(Records contained in a dataset)

=== Begin Enclosure ===

PR #305, opened 2017-04-11
change form layout

paselem:


app/components/pool/action/add/pool-create-basic-dialog.html
```diff
@@ -26,20 +26,20 @@
             </div>
         </bl-form-section>
 
-        <bl-form-section name="Select an operating system configuration">
+        <bl-form-section name="Select an operating system configuration" subtitle="Choose the operating system that will be installed on all the nodes in the pool">
```
timotheeguerin: should maybe change that to be `title` instead of `name` then

paselem: yeah, agreed. I thought about that too. Will change.

PR #309, opened 2017-04-13
Feature: New account dashboard

### LINKED ISSUE #310: Improve account landing area by showing a quick access to pools, jobs and applications
The current account dashboard is a bit too simple

paselem:
fix #310 

screen shot 2017-04-12 at 10 13 25 pm

Adding a new Dashboard + quick links to jobs, pools and app packages


paselem:
screen shot 2017-04-12 at 10 13 25 pm

Adding a new Dashboard + quick links to jobs, pools and app packages

app/assets/styles/account/details.scss
```diff
@@ -5,19 +5,14 @@ bl-account-details {
 
         .link {
```
timotheeguerin: cloud maybe have a bit less padding for those tiles(And also maybe rename from `.link`

app/components/account/details/account-details.html
```diff
@@ -16,19 +16,81 @@
...
-                <i class="fa fa-tasks fa-lg"></i>
-                <div>Jobs</div>
+            <md-card class="link">
+                <md-card-header>
+                    <md-card-title><h2>Job status</h2></md-card-title>
+                </md-card-header>
+                <md-card-content class="account-card-content">
+                    <div>
+                        <bl-loading [status]="jobData.status | async">
+                            <p *ngIf="(jobData.items | async).size === 0 && !loading"
```
timotheeguerin: There should be a `bl-no-item` component you give the size and the status and it will know when to show the message

app/models/pool.ts
```diff
@@ -105,6 +105,43 @@ export class Pool extends PoolRecord {
...
         this.tags = ModelUtils.tagsFromMetadata(this.metadata);
     }
+
+    public get osName(): string {
+        if (this.cloudServiceConfiguration) {
+            let osName: string;
+            let osFamily = this.cloudServiceConfiguration.osFamily;
+
+            if (osFamily === 2) {
+                osName = "Windows Server 2008 R2 SP1";
```
timotheeguerin: We are using the same thing in the OS picker maybe we could share this structure

client/splash-screen/splash-screen.ts
```diff
@@ -24,8 +24,8 @@ export class SplashScreen extends UniqueWindow {
 
     protected createWindow() {
         const window = new BrowserWindow({
-            height: 300,
-            width: 300,
+            height: 340,
```
timotheeguerin: Changed the splash screen size? No need to move anything inside too?

app/models/pool.ts
```diff
@@ -105,6 +105,43 @@ export class Pool extends PoolRecord {
...
+            let osName = "Windows Server";
+            osName += this.virtualMachineConfiguration.imageReference.sku;
+
+            return osName;
+        }
+
+        return "Linux";
+    }
+
+    public get osIconName(): string {
```
timotheeguerin: some of those methods I would maybe set the value in the constructor instead because the pool is immutable that will improve perfromance when angular detect for changes it won't have to do complex operation

app/components/shared/main-navigation.html
```diff
@@ -1,5 +1,8 @@
 <ul>
     <li>
+        <a href="#" [routerLink]="['/accounts', selectedId]" routerLinkActive="active"><i class="fa fa-th fa-lg"></i><span>Dash</span></a>
```
timotheeguerin: there might be a problem here. In the image it doesn't show the dashboard as active

app/components/account/details/account-details.html
paselem: Done

client/splash-screen/splash-screen.ts
paselem: Nope. Still looks good.

app/models/pool.ts
paselem: Moved all of this logic to the pool.ts class and consumed it from poolDecorator.

app/components/shared/main-navigation.html
paselem: Fixed. Was an issue with the top nav bar not being consistent with sending the account name to the rest of the app.

app/components/shared/main-navigation.component.ts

=== End Enclosure ===

# ASSIGNMENT:
Reproduce each record exactly, leaving nothing out.

# OUTPUT FOR THIS EXERCISE:
PR #305, opened 2017-04-11
change form layout

paselem:


app/components/pool/action/add/pool-create-basic-dialog.html
```diff
@@ -26,20 +26,20 @@
             </div>
         </bl-form-section>
 
-        <bl-form-section name="Select an operating system configuration">
+        <bl-form-section name="Select an operating system configuration" subtitle="Choose the operating system that will be installed on all the nodes in the pool">
```
timotheeguerin: should maybe change that to be `title` instead of `name` then

paselem: yeah, agreed. I thought about that too. Will change.

PR #309, opened 2017-04-13
Feature: New account dashboard

### LINKED ISSUE #310: Improve account landing area by showing a quick access to pools, jobs and applications
The current account dashboard is a bit too simple

paselem:
fix #310 

screen shot 2017-04-12 at 10 13 25 pm

Adding a new Dashboard + quick links to jobs, pools and app packages


paselem:
screen shot 2017-04-12 at 10 13 25 pm

Adding a new Dashboard + quick links to jobs, pools and app packages

app/assets/styles/account/details.scss
```diff
@@ -5,19 +5,14 @@ bl-account-details {
 
         .link {
```
timotheeguerin: cloud maybe have a bit less padding for those tiles(And also maybe rename from `.link`

app/components/account/details/account-details.html
```diff
@@ -16,19 +16,81 @@
...
-                <i class="fa fa-tasks fa-lg"></i>
-                <div>Jobs</div>
+            <md-card class="link">
+                <md-card-header>
+                    <md-card-title><h2>Job status</h2></md-card-title>
+                </md-card-header>
+                <md-card-content class="account-card-content">
+                    <div>
+                        <bl-loading [status]="jobData.status | async">
+                            <p *ngIf="(jobData.items | async).size === 0 && !loading"
```
timotheeguerin: There should be a `bl-no-item` component you give the size and the status and it will know when to show the message

app/models/pool.ts
```diff
@@ -105,6 +105,43 @@ export class Pool extends PoolRecord {
...
         this.tags = ModelUtils.tagsFromMetadata(this.metadata);
     }
+
+    public get osName(): string {
+        if (this.cloudServiceConfiguration) {
+            let osName: string;
+            let osFamily = this.cloudServiceConfiguration.osFamily;
+
+            if (osFamily === 2) {
+                osName = "Windows Server 2008 R2 SP1";
```
timotheeguerin: We are using the same thing in the OS picker maybe we could share this structure

client/splash-screen/splash-screen.ts
```diff
@@ -24,8 +24,8 @@ export class SplashScreen extends UniqueWindow {
 
     protected createWindow() {
         const window = new BrowserWindow({
-            height: 300,
-            width: 300,
+            height: 340,
```
timotheeguerin: Changed the splash screen size? No need to move anything inside too?

app/models/pool.ts
```diff
@@ -105,6 +105,43 @@ export class Pool extends PoolRecord {
...
+            let osName = "Windows Server";
+            osName += this.virtualMachineConfiguration.imageReference.sku;
+
+            return osName;
+        }
+
+        return "Linux";
+    }
+
+    public get osIconName(): string {
```
timotheeguerin: some of those methods I would maybe set the value in the constructor instead because the pool is immutable that will improve perfromance when angular detect for changes it won't have to do complex operation

app/components/shared/main-navigation.html
```diff
@@ -1,5 +1,8 @@
 <ul>
     <li>
+        <a href="#" [routerLink]="['/accounts', selectedId]" routerLinkActive="active"><i class="fa fa-th fa-lg"></i><span>Dash</span></a>
```
timotheeguerin: there might be a problem here. In the image it doesn't show the dashboard as active

app/components/account/details/account-details.html
paselem: Done

client/splash-screen/splash-screen.ts
paselem: Nope. Still looks good.

app/models/pool.ts
paselem: Moved all of this logic to the pool.ts class and consumed it from poolDecorator.

app/components/shared/main-navigation.html
paselem: Fixed. Was an issue with the top nav bar not being consistent with sending the account name to the rest of the app.

app/components/shared/main-navigation.component.ts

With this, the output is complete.